Beyond its theoretical contributions, this study has a number of meaningful implications for managers.
First, the key role of perceived supervisor support in fostering altruistic OCB suggests that if organisations want
to increase cooperative behaviours among co-workers, they need to select and train managers who are able to
build high-quality social exchange relationships with all subordinates, regardless of age. Supervisors should
therefore avoid focusing predominantly on the needs of young workers, and instead engage equally in
supporting more experienced subordinates, particularly employees in the late-career stage who are most often
penalized by negative age stereotypes (Chiu, Chan, Snape, and Redman, 2001; Kunze, Boehm, and Bruch,
2011). Second, in designing work-life balance initiatives, organisations should pay special attention to the
specific needs of mid-career and late-career employees, as they are more sensitive to these benefits than younger
workers, and more likely to reciprocate with increased altruism.

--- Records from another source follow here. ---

PR #2501, opened 2020-07-21
Add rmagick's original error to I18n message

arthurmde:
The file [lib/carrierwave/processing/rmagick.rb](lib/carrierwave/processing/rmagick.rb) adds the RMagick's original error to the I18n message. It is very useful for understanding low-level issues on processing images with image magick, such as [policy errors](https://stackoverflow.com/questions/52998331/imagemagick-security-policy-pdf-blocking-conversion)


mshibuya:
In the past we have removed error message because of security concern: https://github.com/carrierwaveuploader/carrierwave/commit/96314bb42c32d6b24278474e1c877b53a88bfaf8
It needs to be cared to do so.

PR #2503, opened 2020-07-24
CarrierWave::Storage::Fog#copy_to with Content-Type header

### LINKED ISSUE #2484: Uploaded files always have content type "application/json"
I'm using Carrierwave with the fog openstack storage driver (swift).

Version: 2.1.0

Config:

```ruby
  config.storage = :fog

  config.fog_credentials = {
      :provider            => 'OpenStack',
      :openstack_username  => ENV.fetch("CARRIERWAVE_OPENSTACK_USERNAME"),
      :openstack_api_key   => ENV.fetch("CARRIERWAVE_OPENSTACK_API_KEY"),
      :openstack_auth_url  => 'https://auth.cloud.ovh.net/v3/',
      :openstack_region    => 'SBG'
  }

  config.fog_directory = ENV.fetch("CARRIERWAVE_FOG_DIRECTORY")
  config.fog_attributes = {
    'Cache-Control'=>'max-age=315576000', 
    'X-Detect-Content-Type' => 'true'
  }

  config.cache_storage = :fog
  config.fog_public = true
end

class CarrierWave::Storage::Fog::File
  # undefined method `original_filename' for #<CarrierWave::Storage::Fog::File:0x00007fe0e6d6bae0>
  def original_filename
    ::File.basename(path)
  end

  # undefined method `basename' for #<CarrierWave::Storage::Fog::File:0x00007fe0e6d6bae0>
  def basename
    ::File.basename(path)
  end
end
```

The monkey patch for `basename` and `original_filename` seem necessary, because somewhere in the library code it get used...

Files are getting uploaded, and deleted correctly but new files are always content type "application/json".

We have a pretty complicated nested version setup, so its a bit hard to showcase here. But the essence is, that calling `CarrierWave::Storage::Fog::File#content_type` returns nil while `recreate_versions!` or when uploading new videos.

I also tried to manually set the content type via `CarrierWave::Storage::Fog::File#content_type=` with a `process` callback. That has no effect either.

The best option for me would be to always set the `X-Detect-Content-Type` header so that i don't have to deal with this. But the configuration does not apply the header to my blobs,

Described [here](https://docs.openstack.org/api-ref/object-store/index.html?expanded=create-or-replace-object-detail)

Best,
Niklas

### LINKED ISSUE #2487: X-Copy-From request sends "application/json" as content type
I am processing videos with carrierwave and fog as storage provider. All videos that are uploaded have the content type "application/json". I already got so far, that i have overriden the `CarrierWave::Storage::Fog::File#content_type` method but with no success. With that tried i've come to the conclusion, that there is something wrong underneath my processing code.

What i can see with `EXCON_DEBUG=true` is, that the first request, putting my video into a temp file, works as expected:

```
:method              => "PUT"
:headers             => {
    "Accept"         => "application/json"
    "Content-Length" => 3267624
    "Content-Type"   => "video/quicktime"
    "Host"           => "storage.sbg.cloud.ovh.net:443"
    "User-Agent"     => "fog-core/2.2.0"
    "X-Auth-Token"   => "XXXXXXXX"
}
```

I get a 201 Created back. After that, carrierwave processes the file and moves it with fog-openstack into is real destination:

```
:headers             => {
    "Accept"       => "application/json"
    "Content-Type" => "application/json"
    "Host"         => "storage.sbg.cloud.ovh.net:443"
    "User-Agent"   => "fog-core/2.2.0"
    "X-Auth-Token" => "XXXXXXXX"
    "X-Copy-From"  => "/XXXX_development/uploads/tmp/1590760935-202723548356984-0001-0409/loading_screen_flickers.mov"
  }
```

The response for the copy request looks as following:

```
  :headers       => {
    "Content-Length"              => "0"
    "Content-Type"                => "text/html; charset=UTF-8"
    "Date"                        => "Fri, 29 May 2020 14:02:20 GMT"
    "Etag"                        => "e1340ff8ddfb1a8ae1252bc55dae7f85"
    "Last-Modified"               => "Fri, 29 May 2020 14:02:20 GMT"
    "X-Copied-From"               => "XXX_development/uploads/tmp/1590760935-202723548356984-0001-0409/loading_screen_flickers.mov"
    "X-Copied-From-Account"       => "XXXXXXXXXXXX"
    "X-Copied-From-Last-Modified" => "Fri, 29 May 2020 14:02:18 GMT"
    "X-IPLB-Instance"             => "12631"
    "X-Openstack-Request-Id"      => "tx3905d22b0674473e9bd0f-005ed115eb"
    "X-Trans-Id"                  => "tx3905d73b0671173e9bd0f-005ed115eb"
  }
```

After that, the file which got moved will only be accessible via content type "application/json".

Any ideas?

Best,
Niklas

ZuevEvgenii:
Set right Content-Type when copy files from tmp/ directory. 

Resolve #2487
Resolve #2484 
Resolve #2504


lib/carrierwave/storage/fog.rb
```diff
@@ -450,7 +450,10 @@ def filename(options = {})
         # @return [CarrierWave::Storage::Fog::File] the location where the file will be stored.
         #
         def copy_to(new_path)
-          connection.copy_object(@uploader.fog_directory, file.key, @uploader.fog_directory, new_path, acl_header)
+          options = {}
+          options.merge!(acl_header) if acl_header.present?
+          options['Content-Type'] ||= content_type if content_type
```
stanhu, line 455: I also saw that we're missing `@uploader.fog_attributes`. I think we should break this into a separate method? (https://github.com/carrierwaveuploader/carrierwave/pull/2504)

ZuevEvgenii: Thank you, merged

begotten63:
We are looking forward to this fix. Any thoughts when this can be merged into the master?

mshibuya:
Merged in, thanks!

PR #2510, opened 2020-09-24
Fix return value of `cached?` according to document

kmiyake:
The document says `cached?` is expected to return `Bool` value. But actually, the method returns a `@cache_id`.
According to the document and ruby basic style, fixes return value to `Bool` value from `@cache_id`.

This change has breaking changes, so perhaps should not be changed this behavior.


mshibuya:
Makes sense, thanks!

PR #2519, opened 2020-11-13
Performance improvement, fixes twice #url method call

skyeagle:
Hi there,

Currently, the method #url is being called twice (with and without options) in a case of arity != 0 (very common case).
It is very inefficient for signed URLs specifically.

This PR fixes that.

Thanks!


mshibuya:
Thanks!

Issue #2426, opened 2019-09-26
Migration from 1.3.1 to 2.0.1 breaks public permissions with Google Cloud Storage


nerf-qh:
After migration from 1.3.1 to 2.0.1 public permissions per object get 
`ruby 2.6.4`
`carrierwave 2.0.1`
`fog-core 2.1.0`
`fog-google 1.9.1`

example
https://github.com/nerf-qh/carrierwave_update

Config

Third, based on our findings, managers should
be aware that creating a pleasant working environment is an important means of enhancing psychological well-
being of employees in the early-career stage. This result has relevant implications, as research has shown that
Int. Journal of Business Science and Applied Management / Business-and-Management.org
28
young workers are often the most difficult segment of the employee population to engage, motivate, and retain
(James, McKechnie, and Swanberg, 2011; Ornstein et al, 1989;). Perhaps organisations need to rethink
traditional working conditions and atmosphere to inspire commitment, loyalty, and extra-role behaviours from
employees in the initial phase of their careers.
Taken together, our findings point to differences in the values assigned by employees at different points in
their career to various aspects of the organisational context, implying that age is becoming an increasingly
relevant dimension of diversity in the workplace.
5.2 Limitations
Notwithstanding its theoretical and managerial implications, the current study has some limitations that
need to be acknowledged and addressed in future studies. A first limitation of this study is that it is based on
self-report data and thus might be subject to common-method bias. However, we may yet retain some
confidence in our obtained interactions, as common-method variance cannot account for interactions in
regression (McClelland & Judd, 1993). Another important limitation associated to self-report data is self-serving
bias on the part of the respondents who wish to appear to be good citizens to self and others. However, several
studies have also adopted self-ratings of OCB (e.g. Moorman & Blakely, 1995; William, Pitre, and Zainuba,
2002) as observers such as peers and superiors may observe only a portion of the individual OCB (Organ &
Konovsky, 1989). A further limitation is that the cross-sectional design did not make it possible to test causality
among the study variables.
In this paper we used chronological age as it is the most widely used index of age in research. However, we
acknowledge that chronological age covaries with other variables such as health status (Kanfer & Ackerman,
2004), subjective age (Kooij, de Lange, Jansen, and Dikkers, 2013), and generational cohort (Twenge &
Campbell, 2008), and that including some of these variables in the model would increase the comprehension of
altruistic behaviour's antecedents.
Lastly, although the study used a relatively large sample of companies from different industries, the
generalizability of its findings is limited because the data came from a single country, Italy. Future researchers
may wish to test the model in different cultural settings to expand the generalizability of the results.